# [Try it]
The word "documentation" marks the lines you need; copy each of them from the data.

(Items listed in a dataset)
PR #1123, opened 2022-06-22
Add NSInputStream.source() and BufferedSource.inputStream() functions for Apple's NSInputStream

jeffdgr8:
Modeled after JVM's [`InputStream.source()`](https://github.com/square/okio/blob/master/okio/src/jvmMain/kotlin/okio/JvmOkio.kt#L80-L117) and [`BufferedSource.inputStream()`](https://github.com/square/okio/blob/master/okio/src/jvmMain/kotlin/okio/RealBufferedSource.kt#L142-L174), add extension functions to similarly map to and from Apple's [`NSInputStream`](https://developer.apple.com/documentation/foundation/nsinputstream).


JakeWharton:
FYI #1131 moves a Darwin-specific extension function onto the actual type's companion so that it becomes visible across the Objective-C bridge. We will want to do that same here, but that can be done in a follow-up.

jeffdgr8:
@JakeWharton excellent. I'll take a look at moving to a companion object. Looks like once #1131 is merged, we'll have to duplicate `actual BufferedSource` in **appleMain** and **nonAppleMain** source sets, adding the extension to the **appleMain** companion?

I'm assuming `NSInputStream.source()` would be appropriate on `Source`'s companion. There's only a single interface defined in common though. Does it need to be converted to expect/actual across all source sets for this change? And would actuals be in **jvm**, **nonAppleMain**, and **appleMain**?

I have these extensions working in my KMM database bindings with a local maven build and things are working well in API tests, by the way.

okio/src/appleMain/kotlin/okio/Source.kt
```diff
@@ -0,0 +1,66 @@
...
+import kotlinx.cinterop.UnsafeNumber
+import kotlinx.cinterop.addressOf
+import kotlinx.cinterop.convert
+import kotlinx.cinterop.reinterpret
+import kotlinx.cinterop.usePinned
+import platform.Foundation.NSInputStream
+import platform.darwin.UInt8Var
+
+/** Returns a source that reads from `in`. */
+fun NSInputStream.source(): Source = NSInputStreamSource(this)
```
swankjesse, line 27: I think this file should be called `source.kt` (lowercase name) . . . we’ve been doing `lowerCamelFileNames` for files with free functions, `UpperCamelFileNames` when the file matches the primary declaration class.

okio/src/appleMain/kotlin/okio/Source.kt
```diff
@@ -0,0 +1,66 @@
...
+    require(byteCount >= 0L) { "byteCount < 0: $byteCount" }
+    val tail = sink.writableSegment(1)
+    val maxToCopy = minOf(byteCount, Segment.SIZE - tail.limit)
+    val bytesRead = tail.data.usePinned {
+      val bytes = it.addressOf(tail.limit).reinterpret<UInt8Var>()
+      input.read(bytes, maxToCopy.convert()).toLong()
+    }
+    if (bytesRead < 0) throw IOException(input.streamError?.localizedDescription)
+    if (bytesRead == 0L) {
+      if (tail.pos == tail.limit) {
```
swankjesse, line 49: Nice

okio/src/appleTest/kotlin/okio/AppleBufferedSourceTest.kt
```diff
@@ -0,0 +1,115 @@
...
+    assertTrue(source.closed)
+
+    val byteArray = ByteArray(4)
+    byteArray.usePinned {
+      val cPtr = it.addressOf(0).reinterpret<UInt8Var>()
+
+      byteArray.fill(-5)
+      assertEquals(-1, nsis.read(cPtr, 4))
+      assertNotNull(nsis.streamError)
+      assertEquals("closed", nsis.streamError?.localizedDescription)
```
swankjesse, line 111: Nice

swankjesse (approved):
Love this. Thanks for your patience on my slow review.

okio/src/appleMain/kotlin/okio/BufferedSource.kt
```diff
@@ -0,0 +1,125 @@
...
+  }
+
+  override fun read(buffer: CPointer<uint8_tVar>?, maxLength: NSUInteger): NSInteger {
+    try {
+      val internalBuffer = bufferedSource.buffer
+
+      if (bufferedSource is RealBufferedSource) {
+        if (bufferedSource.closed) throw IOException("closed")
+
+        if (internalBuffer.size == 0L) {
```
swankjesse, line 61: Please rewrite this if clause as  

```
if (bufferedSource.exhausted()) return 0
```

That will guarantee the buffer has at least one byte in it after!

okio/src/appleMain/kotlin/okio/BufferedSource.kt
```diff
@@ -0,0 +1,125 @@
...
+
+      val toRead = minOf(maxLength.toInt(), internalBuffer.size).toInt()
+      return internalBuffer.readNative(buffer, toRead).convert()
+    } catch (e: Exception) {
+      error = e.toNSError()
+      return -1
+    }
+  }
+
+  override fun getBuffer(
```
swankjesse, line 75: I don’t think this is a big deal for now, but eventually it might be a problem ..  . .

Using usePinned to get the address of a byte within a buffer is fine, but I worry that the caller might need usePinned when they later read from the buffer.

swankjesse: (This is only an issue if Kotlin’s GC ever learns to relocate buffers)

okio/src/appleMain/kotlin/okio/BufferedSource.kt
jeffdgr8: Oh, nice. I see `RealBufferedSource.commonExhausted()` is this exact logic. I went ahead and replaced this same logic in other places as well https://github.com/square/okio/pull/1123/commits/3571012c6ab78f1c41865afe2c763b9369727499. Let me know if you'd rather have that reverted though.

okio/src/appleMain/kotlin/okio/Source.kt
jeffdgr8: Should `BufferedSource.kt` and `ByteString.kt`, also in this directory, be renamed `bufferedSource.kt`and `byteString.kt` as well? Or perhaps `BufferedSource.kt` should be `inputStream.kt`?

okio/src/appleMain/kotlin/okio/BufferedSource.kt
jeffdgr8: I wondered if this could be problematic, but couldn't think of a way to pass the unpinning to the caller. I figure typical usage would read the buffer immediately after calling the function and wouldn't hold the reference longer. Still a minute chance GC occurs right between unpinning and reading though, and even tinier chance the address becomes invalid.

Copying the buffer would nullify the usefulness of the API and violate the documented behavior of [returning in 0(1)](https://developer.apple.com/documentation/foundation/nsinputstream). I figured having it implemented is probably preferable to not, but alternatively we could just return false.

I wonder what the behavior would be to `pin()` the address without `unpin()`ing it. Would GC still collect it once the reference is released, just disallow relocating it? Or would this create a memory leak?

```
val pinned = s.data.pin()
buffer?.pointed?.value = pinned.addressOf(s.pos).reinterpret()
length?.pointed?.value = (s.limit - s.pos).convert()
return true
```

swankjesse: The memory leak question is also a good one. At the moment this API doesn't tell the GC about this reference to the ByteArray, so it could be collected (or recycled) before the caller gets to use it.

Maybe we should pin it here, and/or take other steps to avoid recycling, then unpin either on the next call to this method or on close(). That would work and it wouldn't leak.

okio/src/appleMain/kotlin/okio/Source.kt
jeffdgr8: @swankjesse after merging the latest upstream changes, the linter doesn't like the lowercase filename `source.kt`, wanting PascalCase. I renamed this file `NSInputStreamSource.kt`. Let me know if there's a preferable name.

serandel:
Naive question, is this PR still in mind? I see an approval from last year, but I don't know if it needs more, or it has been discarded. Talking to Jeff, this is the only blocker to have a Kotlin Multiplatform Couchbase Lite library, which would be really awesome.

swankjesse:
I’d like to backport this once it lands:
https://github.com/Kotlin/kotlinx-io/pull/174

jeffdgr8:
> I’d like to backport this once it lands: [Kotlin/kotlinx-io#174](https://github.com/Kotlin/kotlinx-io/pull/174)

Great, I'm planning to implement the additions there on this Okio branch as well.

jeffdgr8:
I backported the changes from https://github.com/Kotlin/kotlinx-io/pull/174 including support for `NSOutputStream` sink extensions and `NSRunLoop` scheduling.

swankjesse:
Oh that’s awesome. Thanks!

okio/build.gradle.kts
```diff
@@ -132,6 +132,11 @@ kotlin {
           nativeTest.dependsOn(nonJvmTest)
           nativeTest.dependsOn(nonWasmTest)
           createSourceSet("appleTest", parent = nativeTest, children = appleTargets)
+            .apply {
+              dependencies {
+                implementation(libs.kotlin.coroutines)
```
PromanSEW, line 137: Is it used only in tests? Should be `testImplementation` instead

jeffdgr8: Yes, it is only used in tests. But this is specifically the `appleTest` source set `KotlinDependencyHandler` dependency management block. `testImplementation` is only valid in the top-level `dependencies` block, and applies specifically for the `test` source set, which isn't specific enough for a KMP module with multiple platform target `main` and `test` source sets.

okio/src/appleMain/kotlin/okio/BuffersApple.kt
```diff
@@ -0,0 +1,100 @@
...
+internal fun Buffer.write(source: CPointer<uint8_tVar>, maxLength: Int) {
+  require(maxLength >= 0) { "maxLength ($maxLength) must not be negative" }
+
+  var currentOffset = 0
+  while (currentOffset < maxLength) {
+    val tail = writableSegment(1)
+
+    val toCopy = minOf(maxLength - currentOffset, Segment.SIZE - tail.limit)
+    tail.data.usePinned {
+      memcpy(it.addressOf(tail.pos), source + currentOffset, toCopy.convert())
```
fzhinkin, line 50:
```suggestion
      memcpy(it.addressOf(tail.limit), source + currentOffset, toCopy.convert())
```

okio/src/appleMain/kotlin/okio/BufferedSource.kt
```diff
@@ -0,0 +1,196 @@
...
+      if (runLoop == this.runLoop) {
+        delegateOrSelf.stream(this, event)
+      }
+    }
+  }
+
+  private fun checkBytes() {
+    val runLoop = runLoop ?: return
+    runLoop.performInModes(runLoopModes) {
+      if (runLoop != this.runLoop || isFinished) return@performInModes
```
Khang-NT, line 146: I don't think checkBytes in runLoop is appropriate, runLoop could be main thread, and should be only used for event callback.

# [Your solution]
Modeled after JVM's [`InputStream.source()`](https://github.com/square/okio/blob/master/okio/src/jvmMain/kotlin/okio/JvmOkio.kt#L80-L117) and [`BufferedSource.inputStream()`](https://github.com/square/okio/blob/master/okio/src/jvmMain/kotlin/okio/RealBufferedSource.kt#L142-L174), add extension functions to similarly map to and from Apple's [`NSInputStream`](https://developer.apple.com/documentation/foundation/nsinputstream).
Copying the buffer would nullify the usefulness of the API and violate the documented behavior of [returning in 0(1)](https://developer.apple.com/documentation/foundation/nsinputstream). I figured having it implemented is probably preferable to not, but alternatively we could just return false.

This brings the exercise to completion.